▶ [Assignment]: Set down exactly, from the records below, the line with "This changes how" through the line with "QPDFDictionaryItems has been", and nothing else.

----------

PR #869, opened 2023-01-06
Add new method Pipeline::writeStr

m-holger:
For performance

### DIFF
--- a/libqpdf/QPDFWriter.cc
+++ b/libqpdf/QPDFWriter.cc
@@ -981,9 +981,9 @@ QPDFWriter::writeBinary(unsigned long long val, unsigned int bytes)
 }
 
 void
-QPDFWriter::writeString(std::string const& str)
+QPDFWriter::writeString(std::string_view str)
 {
-    this->m->pipeline->writeString(str);
+    this->m->pipeline->writeStr(str);
 }
 
 void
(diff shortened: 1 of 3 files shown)


libqpdf/QPDFWriter.cc
```diff
@@ -983,7 +983,7 @@ QPDFWriter::writeBinary(unsigned long long val, unsigned int bytes)
 void
 QPDFWriter::writeString(std::string const& str)
```
jberkenbilt, line 984: Does it make sense for this to take `std::string_view` too?

jberkenbilt (approved):
I'm fine with this change but will wait for your response before merging.

libqpdf/QPDFWriter.cc
jberkenbilt: There's a case to be made for having part of qpdf 12 be to replace `std::string const&` with `std::string_view` in as many places as possible and to live with the slight performance penalty in the meantime to avoid lots of API clutter.

m-holger: > Does it make sense for this to take std::string_view too?

Agree. Updated

> There's a case to be made for having part of qpdf 12 be to replace std::string const& with std::string_view 

Agree

m-holger:
Superseded by decision re qpdf 12.

PR #871, opened 2023-01-08
Tune QPDFWriter

m-holger:
A couple of minor tweaks for performance

### DIFF
--- a/include/qpdf/QPDFWriter.hh
+++ b/include/qpdf/QPDFWriter.hh
@@ -751,7 +751,8 @@ class QPDFWriter
         std::string cur_data_key;
         std::list<std::shared_ptr<Pipeline>> to_delete;
         Pl_Count* pipeline;
-        std::list<QPDFObjectHandle> object_queue;
+        std::vector<QPDFObjectHandle> object_queue;
+        size_t object_queue_front{0};
         std::map<QPDFObjGen, int> obj_renumber;
         std::map<int, QPDFXRefEntry> xref;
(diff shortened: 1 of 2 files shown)


jberkenbilt (approved):
Looks fine. Is there an advantage of using getArrayAsVector and getDictAsMap over using aitems() and ditems()? It seems that the latter would avoid an extra copy.

m-holger:
A 10 - 15% performance hit.

The chance of looking at aitems and ditems is one of the reasons why I'm reflecting on #863. They should be faster than getting maps / vectors.

jberkenbilt:
> The chance of looking at aitems and ditems is one of the reasons why I'm reflecting on #863. They should be faster than getting maps / vectors.

I would obviously welcome improvements to aitems and ditems. I'll go ahead and merge this as is, but if you fix aitems and ditems, then this can be switched. I guess you would probably search for calls to getArrayAsVector and getDictAsMap. I would like aitems and ditems to be as efficient as iterating over the underlying objects (noting that QPDF_Array is a really a map, but to the extent possible). I really only added the getAsArray and getAsMap methods to make it easier to iterate (way back in the early days) without regard for performance.

jberkenbilt (approved):

m-holger:
> ...  if you fix aitems and ditems ...

I think this will be ABI breaking

jberkenbilt:
> I think this will be ABI breaking

Then, if successful, feel free to add to #785.

PR #876, opened 2023-01-13
Refactor QPDFObjectHandle::ditems

m-holger:
This changes how QPDF_Dictionary handles insertion of QPDF_Nulls / erasure of elements in order to make safe iteration over dictionaries more efficient.

QPDFDictionaryItems has been refactored to access items through iterators of the underlying map in QPDF_Dictionary.

A replacement has been added which returns values rather than references to a copy of the underlying dictionary item. Returning references to a copy has a number of subtle problems, including references returned by the iterator being affected by subsequent iterator operation of this or any other iterator of the same QPDFDictionaryItems instance.  The change was not included in QPDFDictionaryItems since it is API breaking.

Use of dItems is more efficient than using getDictionaryAsMap.

Postfix in/decrement operators of QPDFDictionaryItems are broken. This has not been fixed since it has not created problems in practice and since dItems should be used in preference to ditems.

### DIFF
--- a/examples/pdf-mod-info.cc
+++ b/examples/pdf-mod-info.cc
@@ -31,7 +31,7 @@ dumpInfoDict(
 {
     QPDFObjectHandle trailer = pdf.getTrailer();
     if (trailer.hasKey("/Info")) {
-        for (auto& it: trailer.getKey("/Info").ditems()) {
+        for (auto it: trailer.getKey("/Info").dItems()) {
             std::string val;
             if (it.second.isString()) {
                 val = it.second.getStringValue();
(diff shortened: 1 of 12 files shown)


m-holger:
The refactored ditems is significantly more efficient than the original. With the original, the penalty for using ditems instead of getDictionaryAsMap in QPDFWriter is around 11% increase in runtime. The refactored version brings this down to around 2%.

jberkenbilt:
I think we should just fix ditems to return values rather than references. Returning references to items in the dictionary feels like a bug, and there's no valid use case for it. I'd document it as a behavior change, but I think it's sufficiently unlikely to cause a problem to tolerate it since the old behavior is potentially harmful. So I guess I'd like to see what you are proposing as dItems just be ditems and mark this as for qpdf 12. If there are small API breaking changes to replace broken behavior, that is tolerable.

I doubt I will have time to review it this weekend.

m-holger:
The change will mean that some existing programs will not compile, i.e `auto& item: oh.ditems()` will need to be changed to  `auto item: oh.ditems()` or  `auto&& item: oh.ditems()`.

jberkenbilt:
Hmm, okay. Maybe we shouldn't break that. I'll have to give this a closer look.

PR #877, opened 2023-01-17
Inline QIntC functions

m-holger:
For performance


m-holger:
This requires further consideration. In combination with #863 and #876 in-lining of QIntC functions appears to have a negative impact .

m-holger:
This is good to go as far as I'm concerned. #863 and #876 need more work.

jberkenbilt (approved):

PR #878, opened 2023-01-18
Tidy QPDFXRefEntry creation

m-holger:


jberkenbilt:
I'm not really a fan of having lots of overloaded constructors like this. To me, it actually reduces clarity/understandability of the code. I'd rather see a single comment near the single constructor explaining what the fields mean under various conditions if the code is hard to understand without it.

m-holger:
To my mind, one of the roles of the constructor is to enforce the invariants, ideally at compile time. Having separate constructors enforce that only type 1 records have an offset, only type 2 records have a stream number and index and prevent at compile time the creation pf type 3 records.

m-holger:
Also, it improves run times on average by around 0.5%.

jberkenbilt (approved):

jberkenbilt:
Upon reflection, I decided that what I didn't like was C++ constructors and overloaded functions, not your change. I'd rather see QPDFXrefEntry.newType1(), etc. but I'd have to pick a different language for that. Anyway, you've earned the right to have influence over the API even if you do it differently from how I would do it. I am grateful for your numerous contributions.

----------

▶ [Completed exercise]:
This changes how QPDF_Dictionary handles insertion of QPDF_Nulls / erasure of elements in order to make safe iteration over dictionaries more efficient.

QPDFDictionaryItems has been refactored to access items through iterators of the underlying map in QPDF_Dictionary.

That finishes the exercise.